WORK REQUEST: Please report each line in the material below that includes "have".

EXERCISE INPUTS:
PR #2524, opened 2023-06-14
Handle string sets during preview

danielrbradley:
Closes https://github.com/pulumi/pulumi-azure-native/issues/2525

At preview time, we generally just return the inputs back as outputs - as a best-guess as to what might be available after deployment. However, for string sets the input and output SDK shapes are different. Therefore we need to handle this scenario specifically in the "input to output converter". For now, we return a top-level computed object - which is unknown at preview. 

It might be possible to make this known if all elements in the input array are also known but this would be significantly more complex with likely no real-world benefit as the properties within the values still won't be known and they could just extract a variable with their input ids as an array which would be easier to loop over if required rather than extracting the keys from the map.

- Fix preview conversion of StringSet input just gets an unknown output at preview-time rather than returning the input list.
- Add special test case for this type.
- Fix metadata so we have it as the object type in metadata, but an array in the schema.

Metadata diff (when converted to yaml using `cat bin/metadata-compact.json | yj -jy > bin/metadata-compact.yaml`):

```diff
2623,2625c2623
<         type: array
<         items:
<           type: string
---
>         type: object
2657,2659c2655
<         type: array
<         items:
<           type: string
---
>         type: object
7959,7961c7955
<         type: array
<         items:
<           type: string
---
>         type: object
9195,9197c9189
<         type: array
<         items:
<           type: string
---
>         type: object
10645,10647c10637
<         type: array
<         items:
<           type: string
---
>         type: object
12272,12274c12262
<         type: array
<         items:
<           type: string
---
>         type: object
14000,14002c13988
<         type: array
<         items:
<           type: string
---
... snipped ...
```

### DIFF
--- a/provider/pkg/resources/convert.go
+++ b/provider/pkg/resources/convert.go
@@ -402,6 +402,7 @@ func (k *SdkShapeConverter) previewOutputValue(inputValue resource.PropertyValue
 		// 		return resource.NewObjectProperty(v)
 		// 	}
 		// }
+
 		// Fallback to legacy behaviour - assuming the input is same as output
 		return inputValue
 
@@ -419,30 +420,11 @@ func (k *SdkShapeConverter) previewOutputValue(inputValue resource.PropertyValue
 }
 
 func (k *SdkShapeConverter) makeComputedValue(prop *AzureAPIProperty) resource.PropertyValue {
-	if prop == nil {
-		return resource.NewStringProperty("")
-	}
-	if prop.Const != nil {
+	if prop != nil && prop.Const != nil {
 		return resource.NewStringProperty(prop.Const.(string))
 	}
-	switch {
-	case prop.Type == "boolean":
-		return resource.NewBoolProperty(false)
-	case prop.Type == "integer" || prop.Type == "number":
-		return resource.NewNumberProperty(0)
-	case prop.Type == "array" || prop.Items != nil:
-		if prop != nil && prop.Items != nil {
-			return resource.NewArrayProperty([]resource.PropertyValue{})
-		}
-	case prop.Type == "object" || prop.AdditionalProperties != nil:
-		return resource.NewObjectProperty(resource.PropertyMap{})
-	case prop.Type == "object" || strings.HasPrefix(prop.Ref, "#/types/"):
-		// TODO: Expand internal type
-		return resource.NewObjectProperty(resource.NewPropertyMap(nil))
-	case prop.Ref != "":
-		return resource.NewObjectProperty(resource.NewPropertyMap(nil))
-	}
-	// Default to string
+	// To mark something as computed, we always use a string property with an
+	// empty string, regardless of the type.
 	return resource.NewStringProperty("")
 }
 
--- a/provider/pkg/resources/convert_test.go
+++ b/provider/pkg/resources/convert_test.go
@@ -621,7 +621,7 @@ func TestPreviewOutputs(t *testing.T) {
 				metadata: metadata,
 			})
 			expected := resource.PropertyMap{
-				"threshold": resource.MakeComputed(resource.NewNumberProperty(0)),
+				"threshold": resource.MakeComputed(resource.NewStringProperty("")),
 			}
 			assert.Equal(t, expected, actual)
 		})
@@ -633,7 +633,7 @@ func TestPreviewOutputs(t *testing.T) {
 				metadata: metadata,
 			})
 			expected := resource.PropertyMap{
-				"threshold": resource.MakeComputed(resource.NewNumberProperty(0)),
+				"threshold": resource.MakeComputed(resource.NewStringProperty("")),
 			}
 			assert.Equal(t, expected, actual)
 		})
@@ -662,7 +662,7 @@ func TestPreviewOutputs(t *testing.T) {
 				metadata: metadata,
 			})
 			expected := resource.PropertyMap{
-				"enabled": resource.MakeComputed(resource.NewBoolProperty(false)),
+				"enabled": resource.MakeComputed(resource.NewStringProperty("")),
 			}
 			assert.Equal(t, expected, actual)
 		})
@@ -674,7 +674,7 @@ func TestPreviewOutputs(t *testing.T) {
 				metadata: metadata,
 			})
 			expected := resource.PropertyMap{
-				"enabled": resource.MakeComputed(resource.NewBoolProperty(false)),
+				"enabled": resource.MakeComputed(resource.NewStringProperty("")),
 			}
 			assert.Equal(t, expected, actual)
 		})
@@ -784,7 +784,7 @@ func TestPreviewOutputs(t *testing.T) {
 				metadata: metadata,
 			})
 			expected := resource.PropertyMap{
-				"array": resource.MakeComputed(resource.NewArrayProperty([]resource.PropertyValue{})),
+				"array": resource.MakeComputed(resource.NewStringProperty("")),
 			}
 			assert.Equal(t, expected, actual)
 		})
@@ -796,7 +796,7 @@ func TestPreviewOutputs(t *testing.T) {
 				metadata: metadata,
 			})
 			expected := resource.PropertyMap{
-				"array": resource.MakeComputed(resource.NewArrayProperty([]resource.PropertyValue{})),
+				"array": resource.MakeComputed(resource.NewStringProperty("")),
 			}
 			assert.Equal(t, expected, actual)
 		})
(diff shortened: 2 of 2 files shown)


examples/py-user-assigned-identity/requirements.txt
```diff
@@ -0,0 +1 @@
+pulumi>=2.0.0,<3.0.0
```
kpitzen, line 1: This seems not correct, right?

danielrbradley: Hmm, just copied from the other test in there .. guessing it probably just gets ignored/overwritten somewhere in program test.

mikhailshilkov: Let's change it everywhere

examples/py-user-assigned-identity/__main__.py
```diff
@@ -0,0 +1,26 @@
+# Copyright 2021, Pulumi Corporation.  All rights reserved.
```
mikhailshilkov, line 1: 2023

examples/py-user-assigned-identity/Pulumi.yaml
```diff
@@ -0,0 +1,3 @@
+name: py-user-assigned-identity
+runtime: python
+description: A minimal Azure Python Pulumi program
```
mikhailshilkov, line 3: Please add a description

provider/pkg/resources/convert.go
```diff
@@ -325,33 +325,103 @@ func (k *SdkShapeConverter) PreviewOutputs(inputs resource.PropertyMap,
...
 		} else {
-			result[key] = resource.MakeComputed(resource.NewStringProperty(""))
+			result[key] = k.previewOutputValue(&inputValue, nil)
 		}
 	}
 	return result
 }
 
-func (k *SdkShapeConverter) previewOutputValue(inputValue resource.PropertyValue,
+func (k *SdkShapeConverter) previewOutputValue(inputValue *resource.PropertyValue,
```
mikhailshilkov, line 336: Why this change in `inputValue` type?

provider/pkg/resources/convert_test.go
```diff
@@ -530,10 +530,8 @@ func TestPreviewOutputs(t *testing.T) {
 		"more":  resource.MakeComputed(resource.NewStringProperty("")),
 		"tags":  resource.MakeComputed(resource.NewStringProperty("")),
 		"union": resource.MakeComputed(resource.NewStringProperty("")),
-		"untypedArray": resource.NewArrayProperty([]resource.PropertyValue{
-			resource.NewObjectProperty(resource.PropertyMap{"key1": resource.NewStringProperty("value1")}),
-			resource.NewObjectProperty(resource.PropertyMap{"key1": resource.NewStringProperty("value2")}),
-		}),
+		// If we have no type information for an array or dictionary, we can't do anything with it.
+		"untypedArray": resource.MakeComputed(resource.NewStringProperty("")),
```
mikhailshilkov, line 534: Why do we lose properties on arrays but not dicts?

provider/pkg/resources/convert.go
```diff
@@ -325,33 +325,103 @@ func (k *SdkShapeConverter) PreviewOutputs(inputs resource.PropertyMap,
...
 	prop *AzureAPIProperty) resource.PropertyValue {
+	if prop == nil {
```
mikhailshilkov, line 338: It's surprising to see so many changes here without any changes in tests. Why is that? Is this somehow just pure refactoring with no functional changes? Or are we missing tests?

mikhailshilkov (commented):
Took the first pass and asked questions. A few high-level remarks:
1. Reviews would be easy if commits were even smaller, with refactorings split into separate ones.
2. The metadata diff in text isn't quite heplful... Can't we commit the file now? Is it still above 100MB?

provider/pkg/resources/convert.go
danielrbradley: There are tests - we're just changing very little of the behaviour. There's one change I made to the tests - untyped arrays will just come back as unknowns during preview as we've got no type information to verify that the output will match the input shape. 

The first iteration of the code had a good few failing tests but I maintained back compatibility where possible.

provider/pkg/resources/convert_test.go
```diff
@@ -542,21 +542,50 @@ func TestPreviewOutputs(t *testing.T) {
...
+		},
+	}
+	inputMap := resource.NewPropertyMapFromMap(inputs)
+	metadata := map[string]AzureAPIProperty{
+		"name": {
+			Type: "string",
+		},
+		"userAssignedIdentities": {
+			Type: "object",
+			AdditionalProperties: &AzureAPIProperty{
```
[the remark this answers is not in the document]
danielrbradley: Not for the output type, no.

provider/pkg/gen/properties.go
```diff
@@ -246,47 +246,44 @@ func (m *moduleGenerator) genProperty(name string, schema *spec.Schema, context
...
 		IsStringSet:          isStringSet,
 	}
 
 	// Input types only get extra information attached
 	if !isOutput {
 		if m.isEnum(&propertySpec.TypeSpec) {
-			apiProperty = resources.AzureAPIProperty{Type: "string"}
+			apiProperty = resources.AzureAPIProperty{Type: "string", ForceNew: forceNew}
 		} else {
-			// Set additional properties when it's an input
```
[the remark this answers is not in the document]
danielrbradley: Ah, before squashing there was a step where I took the assignments out of this conditional block - must have got lost when putting them back.

provider/pkg/resources/convert.go
mikhailshilkov: Thank you, that's great. Can you elaborate on why you needed to make these changes then?

provider/pkg/resources/convert_test.go
mikhailshilkov: I'm a bit scared that something relied on the past behavior, given there was a test for it, and that we may break it inadvertently. Should we dig up a PR which introduced the original test and see if anything may be affected?

provider/pkg/resources/convert.go
```diff
@@ -325,33 +325,103 @@ func (k *SdkShapeConverter) PreviewOutputs(inputs resource.PropertyMap,
...
+		return resource.MakeComputed(resource.NewStringProperty(""))
+	}
+	if prop.Const != nil {
+		return resource.NewStringProperty(prop.Const.(string))
+	}
+	if inputValue == nil {
```
mikhailshilkov, line 344: What does this case represent? It looks like this will never be true in the current implementation? (you never pass a nil)

provider/pkg/resources/convert.go
danielrbradley: The changes are required for the fall-through case - we were defaulting to returning the input if none of the conditions matched. Now we're being more stringent on our type checking and then falling back to returning a computed property if we can't guarentee the input valyue matches the output shape.

provider/pkg/resources/convert.go
danielrbradley: Yeah, pretty sure we don't ever get to a nil here, but the type is a pointer, so seems safest to include the check to avoid any chance of runtime panics - especially if this is gets called differently in the future.

provider/pkg/resources/convert.go
danielrbradley: Now refactored to put it back to a non-pointer in a follow-up commit.

provider/pkg/gen/properties.go
```diff
@@ -246,47 +246,44 @@ func (m *moduleGenerator) genProperty(name string, schema *spec.Schema, context
...
+		WillReplaceOnChanges: forceNew,
+	}
+
 	if isStringSet {
-		typeSpec.Type = "array"
-		typeSpec.AdditionalProperties = nil
-		typeSpec.Items = &pschema.TypeSpec{
+		propertySpec.Type = "array"
+		propertySpec.AdditionalProperties = nil
+		propertySpec.Items = &pschema.TypeSpec{
```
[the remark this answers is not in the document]
danielrbradley: I've now renamed these variables which makes the whole section much easier to understand.

danielrbradley:
@mikhailshilkov I think I've now addressed all your feedback inline.

1. With this work this wasn't much of a refactoring job - more of a straight up rewrite so I'm afraid there wasn't really any intermediate steps when reworking the core logic.
2. We _could_ start committing the metadata again, though I think it would be of limited value as-is. We'd probably want to commit it without compaction - which would push the size up, and the diffs would likely often be hidden due to being in a single file. Perhaps we could explore this as a separate topic at some other point - perhaps splitting into smaller files (per service maybe) or even using a different format to make the diffs better.

danielrbradley:
Just for completeness, here's what we see when we run the new tests against the old preview implementation.

- All of the valid cases (except string set) function the same.
- All of the mismatch cases now function differently (these weren't really tested before).
- We're now a little smater with const types - and will just return the const value at preview time.

image

kpitzen (approved):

RESULT:
- Fix metadata so we have it as the object type in metadata, but an array in the schema.
+		// If we have no type information for an array or dictionary, we can't do anything with it.
danielrbradley: Ah, before squashing there was a step where I took the assignments out of this conditional block - must have got lost when putting them back.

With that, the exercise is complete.